→ **Work request**: Lines below that include the word "useSpectron" should each be copied.

[Dataset entries]
PR #2174, opened 2019-10-09
Add basic test for selective recording

kuhasuki:
Would love some feedback on this test.

creates a temporary recording path
adds a single browser source
enables selective recording
cycles selective recording to record only
records 2s of video
checks that file exists 

I'm concerned that the entire test hinges on css class names for specific icons and treats presence of a given icon as an indicator of proper functionality. It might be better to inspect the customization service to ensure the selective recording mode matches expectations.

### DIFF
--- a/test/selective-recording.ts
+++ b/test/selective-recording.ts
@@ -1,6 +1,5 @@
 import { readdir } from 'fs-extra';
-import { focusChild, focusMain, test, useSpectron } from './helpers/spectron';
-import { setFormDropdown } from './helpers/spectron/forms';
+import { focusMain, test, useSpectron } from './helpers/spectron';
 import { sleep } from './helpers/sleep';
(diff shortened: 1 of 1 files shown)


andycreeth:
Just to add to the above, wanting to record 2 seconds of video is a perfect example of why you might want to use `sleep` in your test.  That one can stay.  All the others should go though.

test/selective-recording.ts
```diff
@@ -0,0 +1,59 @@
...
+  // Add a browser source
+  await addSource(t, sourceType, sourceName);
+
+  // Toggle selective recording
+  await focusMain(t);
+  await client.click('.studio-controls-top .icon-smart-record');
+
+  // Check that selective recording icon is active
+  await sleep(2000);
+  t.true(await client.isExisting('.icon-smart-record.icon--active'));
```
holiber: You can use `client.waitForVisible` to get rid of `sleep`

→ **Reply**:
-import { focusChild, focusMain, test, useSpectron } from './helpers/spectron';
+import { focusMain, test, useSpectron } from './helpers/spectron';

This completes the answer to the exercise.